Samuel Evans VC (c. 1821 – 4 October 1901) was a Scottish recipient of the Victoria Cross, the highest and most prestigious award for gallantry in the face of the enemy that can be awarded to British and Commonwealth forces.

==Early life==
He was born Samuel Evens in Paisley, Renfrewshire in 1821, the son of Anne and James Evens, a weaver. He initially followed in his father's footsteps as a weaver of Paisley shawls, but in September 1839 he enlisted in the 26th Regiment of Foot at Gallowgate Barracks, as 1535 Private Evens. He joined his regiment in India in October 1840.

The regiment moved to China and he was part of the China War of 1842. In 1843 the regiment was billeted at Edinburgh Castle and remained there until 1851. In 1852 he volunteered for the 19th Foot Regiment to serve in the Kaffir Wars in South Africa, with a new service no. as 2721 Private Evans, remaining Evans for the rest of his life.
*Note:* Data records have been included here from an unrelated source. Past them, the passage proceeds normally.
PR #425, opened 2020-02-29
Use debug logging when loading plugins

### LINKED ISSUE #405: keyring logging at info level as side effect of being imported
This line:

https://github.com/jaraco/keyring/blob/master/keyring/backend.py#L187

generates INFO logs on import. I believe this type of information, given that it's generated as a side effect of import, should be DEBUG to avoid generating output on something as innocuous as import.

If the information must be logged as INFO, I believe this behavior should be deferred until needed, rather.

Imports are hard to order and in any complex environment as effectively non-deterministic. This makes the INFO log output nondeterministic, which makes testing very difficult. Given the core role of keyring in the Python ecosystem, logged output at the INFO level can pop up in surprising ways.

loganrosen:
Closes #405.

### DIFF
--- a/keyring/backend.py
+++ b/keyring/backend.py
@@ -199,7 +199,7 @@ def _load_plugins():
     entry_points = metadata.entry_points()['keyring.backends']
     for ep in entry_points:
         try:
-            log.info('Loading %s', ep.name)
+            log.debug('Loading %s', ep.name)
             init_func = ep.load()
             if callable(init_func):
                 init_func()


mitya57 (approved):

loganrosen:
@mitya57 Thanks for the approval! Is this something that we can merge?

mitya57:
I was waiting for @jaraco but this is a very straightforward change, so I went ahead and merged it myself.

PR #440, opened 2020-05-25
Use correct XDG default for XDG_CONFIG_HOME

jnsnow:
The default for when `XDG_CONFIG_HOME` is not defined should be
`~/.config` and not `~/.local/share`. This creates another backwards
compatibility break, but one that _check_old_config_root already
handles.


jaraco:
Can you provide a reference as to why `.config` is preferable?

PR #1552, opened 2026-08-26
fix(server): clamp chunked_prefill_size to max_prefill_tokens

### LINKED ISSUE #1551: [Bug] Scheduler crashes when chunked_prefill_size > max_prefill_tokens
## Checklist

- [x] I searched related issues and did not find a solution.
- [x] This bug is present in the latest revision tested.
- [x] Reproduction and environment details are included below.
- [x] This is a bug, not a usage question.
- [x] This issue is written in English.

## Describe the bug

With `--max-prefill-tokens 2048` and the default `--chunked-prefill-size 4096`, the first request longer than 2048 tokens terminates the scheduler:

```text
ValueError: No bucket >= 4096. Available: [64, 128, 256, 512, 1024, 2048].
```

Padding buckets are capped at `min(max_prefill_tokens, chunked_prefill_size)`, but chunk truncation uses `chunked_prefill_size` alone. The request therefore creates a 4096-token chunk that no bucket can hold.

Expected behavior: normalize or reject the configuration without terminating the scheduler. As a workaround, explicitly set `--chunked-prefill-size <= --max-prefill-tokens`.

## Reproduction

```bash
python -m sgl_jax.launch_server <model arguments> --max-prefill-tokens 2048

# After the server becomes healthy, send a prompt longer than 2048 tokens.
curl http://127.0.0.1:30040/generate \
  -d '{"text": "<4096-token prompt>", "sampling_params": {"max_new_tokens": 1}}'
```

The crash reproduced with two model configurations. Adding `--chunked-prefill-size 2048` served the same workload normally.

## Environment

- Hardware: TPU v6e-4
- sglang-jax revision: `32c7a4bb4ec99a0cdc270bf8f402a39811c7d1e7`
- `max_prefill_tokens`: 2048
- `chunked_prefill_size`: default (4096)

Junyi-99:
## Motivation

Fixes sgl-project/sglang-jax#1551.

When `max_prefill_tokens` is lower than `chunked_prefill_size`, a long prompt can create a prefill chunk with no matching padding bucket and terminate the scheduler.

## Modifications

Clamp `chunked_prefill_size` to `max_prefill_tokens` in `ServerArgs.__post_init__` when both are positive, and emit a warning. The default configuration and `chunked_prefill_size=-1` remain unchanged.

## Accuracy Tests

This change does not modify model or kernel code. The clamped path is equivalent to explicitly setting `--chunked-prefill-size 2048`.

```bash
python3 -m py_compile python/sgl_jax/srt/server_args.py
```

Verified on TPU v6e-4: a 4096-token request that previously crashed with `--max-prefill-tokens 2048` completes after clamping; prompts of 4096 and 8192 tokens were included.

## Benchmarking and Profiling

Not applicable; this change only normalizes server configuration.

## Checklist

- [x] (Optional) The necessary documentation update. No documentation change is needed.

### DIFF
--- a/python/sgl_jax/srt/server_args.py
+++ b/python/sgl_jax/srt/server_args.py
@@ -340,6 +340,15 @@ class ServerArgs:
         # Set chunked prefill size
         if self.chunked_prefill_size is None:
             self.chunked_prefill_size = 4096
+        if 0 < self.max_prefill_tokens < self.chunked_prefill_size:
+            logger.warning(
+                "chunked_prefill_size (%d) > max_prefill_tokens (%d); clamping "
+                "chunked_prefill_size to %d so prefill chunks fit the padding buckets.",
+                self.chunked_prefill_size,
+                self.max_prefill_tokens,
+                self.max_prefill_tokens,
+            )
+            self.chunked_prefill_size = self.max_prefill_tokens
 
         # GGUF
         if (self.load_format == "auto" or self.load_format == "gguf") and check_gguf_file(
--- a/python/sgl_jax/srt/server_args.py
+++ b/python/sgl_jax/srt/server_args.py
@@ -340,15 +340,24 @@ class ServerArgs:
         # Set chunked prefill size
         if self.chunked_prefill_size is None:
             self.chunked_prefill_size = 4096
+
         if 0 < self.max_prefill_tokens < self.chunked_prefill_size:
+            clamped_size = self.max_prefill_tokens // self.page_size * self.page_size
+
+            if clamped_size <= 0:
+                raise ValueError(
+                    f"max_prefill_tokens ({self.max_prefill_tokens}) must be at least "
+                    f"page_size ({self.page_size}) when chunked prefill is enabled."
+                )
+
             logger.warning(
                 "chunked_prefill_size (%d) > max_prefill_tokens (%d); clamping "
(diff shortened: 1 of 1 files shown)


python/sgl_jax/srt/server_args.py
```diff
@@ -340,6 +340,15 @@ def __post_init__(self):
...
             self.chunked_prefill_size = 4096
+        if 0 < self.max_prefill_tokens < self.chunked_prefill_size:
+            logger.warning(
+                "chunked_prefill_size (%d) > max_prefill_tokens (%d); clamping "
+                "chunked_prefill_size to %d so prefill chunks fit the padding buckets.",
+                self.chunked_prefill_size,
+                self.max_prefill_tokens,
+                self.max_prefill_tokens,
+            )
+            self.chunked_prefill_size = self.max_prefill_tokens
```
cjx0709: Could we keep the clamped value divisible by page_size, since max_prefill_tokens=2050 with page_size=128 currently becomes 2050 and then fails check_server_args(), although 2048 would be safe?

Junyi-99: Thanks for pointing this out. I’ll clamp `chunked_prefill_size` to the largest page-aligned value not exceeding `max_prefill_tokens`

cjx0709 (approved):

In 1854 he sailed to Varna with his regiment to serve in the Crimean War.

==The Winning of the VC==
He was about 34 years old, and a private in the 19th Regiment of Foot (later The Yorkshire Regiment (Alexandra, Princess of Wales's Own)), British Army during the Crimean War when the following deed took place for which he was awarded the VC.

On 13 April 1855 at Sebastopol, Crimean Peninsula, Private Evans volunteered to go into an embrasure to repair a breach. He and another private went into the battery and leapt into the embrasure, where they carried out the necessary repairs under very heavy enemy fire.

He did not receive the medal until 26 June 1857. He traveled to London from Edinburgh and was presented the medal in a ceremony in Hyde Park, receiving it personally from Queen Victoria.

His Victoria Cross is displayed in the Green Howards Museum, Richmond, Yorkshire, England.

==Later life==
On 8 September 1855 he was severely wounded during the attack on Redan and after some time at Scutari Hospital was returned to Britain. He was discharged from the army, unfit for service, on 13 May 1856. It was while in hospital that he met a widow, Margaret McNichol who had been invited to nurse at the Scutari Hospital by Florence Nightingale and upon returning to Edinburgh they were married.

Through various connections (and presumably a degree of fame) he acquired a job as lodge-keeper at Holyrood Palace, living in a charming lodge at the entry to Holyrood Park. In the 1870s he left Edinburgh and bought a shop in Dumfries but this was not a great success.

In 1888 he returned to Edinburgh, living in a humble flat at 332 Lawnmarket on the Royal Mile.

He died in 1901 and is buried with his wife Margaret in Piershill Cemetery in eastern Edinburgh.